Work instruction:
Please copy each line of the listing that includes the string "memory".

Data section:
PR #1087, opened 2022-05-16
Add profiling tools

nimrod-up9:
- Run pprof server on api-server with `mizu tap --profiler` flag
- Add cpu, rss and number of cores to periodic stats
- Add script to plot performance metrics from logs
- Disable parts of the taping pipleline with env vars
  - MIZU_TAPPER_DISABLE_PCAP                          disable pcap
  - MIZU_TAPPER_DISABLE_TCP_REASSEMBLY    disable assembler
  - MIZU_TAPPER_DISABLE_TAP_TARGET              disable tcp reader creation
  - MIZU_TAPPER_DISABLE_DISSECTORS             disable sending payload to dissectors
  - MIZU_TAPPER_DISABLE_EMITTING                  disable emitting from extensions (marshaling + sending over ws)
  - MIZU_TAPPER_DISABLE_SENDING                   disable sending traffic from tapper to api-agent


agent/pkg/app/main.go
```diff
@@ -24,6 +24,8 @@ var (
 )
 
 func LoadExtensions() {
+	// (DEBUG_PERF 5) Comment out paragraphs to disable extensions
+	//   Remember to fix indices: Length of Extensions slice, index in assignment to Extensions
```
nimrod-up9, line 28: Delete

performance_analysis/plot_from_tapper_logs.py
```diff
@@ -0,0 +1,98 @@
...
+import pandas as pd
+import pathlib
+import re
+import sys
+import typing
+
+COLORMAP = plt.get_cmap('turbo')
+
+# Extract cpu and rss samples from log files and plot them
+# Input: List of log files
```
nimrod-up9, line 12: Add info

tap/passive_tapper.go
```diff
@@ -52,7 +55,8 @@ var staleTimeoutSeconds = flag.Int("staletimout", 120, "Max time in seconds to k
 var servicemesh = flag.Bool("servicemesh", false, "Record decrypted traffic if the cluster is configured with a service mesh and with mtls")
 var tls = flag.Bool("tls", false, "Enable TLS tapper")
 
-var memprofile = flag.String("memprofile", "", "Write memory profile")
+var cpuprofile = flag.String("tap.cpuprofile", "", "Write cpu profile") // cpuprofile flag clashes with one of the dependencies
```
nimrod-up9, line 58: Remove. Not flexible enough to make sense except for a specific task.

tap/source/tcp_packet_source.go
```diff
@@ -116,6 +117,10 @@ func (source *tcpPacketSource) close() {
 }
 
 func (source *tcpPacketSource) readPackets(ipdefrag bool, packets chan<- TcpPacketInfo) {
+	if os.Getenv("MIZU_TAPPER_NO_PCAP") == "true" {
+		return
+	}
+
```
mertyildiran, line 123:
```suggestion

```

tap/source/tcp_packet_source.go
```diff
@@ -116,6 +117,10 @@ func (source *tcpPacketSource) close() {
 }
 
 func (source *tcpPacketSource) readPackets(ipdefrag bool, packets chan<- TcpPacketInfo) {
+	if os.Getenv("MIZU_TAPPER_NO_PCAP") == "true" {
```
mertyildiran, line 120: I'm not sure what's the exact purpose of this disabling but it basically nullifies the capture. So, I would not initialize the handle at all if we want to disable the capturing. It disables this `libpcap` FFI call https://github.com/google/gopacket/blob/v1.1.19/pcap/pcap_unix.go#L398

tap/tcp_assembler.go
```diff
@@ -89,7 +89,9 @@ func (a *tcpAssembler) processPackets(dumpPacket bool, packets <-chan source.Tcp
 			}
 			diagnose.InternalStats.Totalsz += len(tcp.Payload)
 			a.assemblerMutex.Lock()
-			a.AssembleWithContext(packet.NetworkLayer().NetworkFlow(), tcp, &c)
+			if os.Getenv("MIZU_TAPPER_NO_ASSEMBLER") != "true" {
+				a.AssembleWithContext(packet.NetworkLayer().NetworkFlow(), tcp, &c)
+			}
```
mertyildiran, line 94:
```suggestion
			if os.Getenv("MIZU_TAPPER_DISABLE_TCP_REASSEMBLY") != "true" {
			        a.assemblerMutex.Lock()
				a.AssembleWithContext(packet.NetworkLayer().NetworkFlow(), tcp, &c)
				a.assemblerMutex.Unlock()
			}
```

tap/tcp_reader.go
```diff
@@ -48,6 +49,13 @@ func NewTcpReader(ident string, tcpId *api.TcpID, parent *tcpStream, isClient bo
 
 func (reader *tcpReader) run(options *api.TrafficFilteringOptions, wg *sync.WaitGroup) {
 	defer wg.Done()
+
+	if os.Getenv("MIZU_TAPPER_NO_DISSECTORS") == "true" {
+		b := bufio.NewReader(reader)
+		io.ReadAll(b)
+		return
+	}
```
mertyildiran, line 57: I would not call `run` at all. `io.ReadAll(b)` will consume memory.

tap/tcp_stream.go
```diff
@@ -89,6 +90,10 @@ func (t *tcpStream) GetReqResMatchers() []api.RequestResponseMatcher {
 }
 
 func (t *tcpStream) GetIsTapTarget() bool {
+	if os.Getenv("MIZU_TAPPER_NO_TAP_TARGET") == "true" {
+		return false
+	}
+
```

Answer below:
-var memprofile = flag.String("memprofile", "", "Write memory profile")
mertyildiran, line 57: I would not call `run` at all. `io.ReadAll(b)` will consume memory.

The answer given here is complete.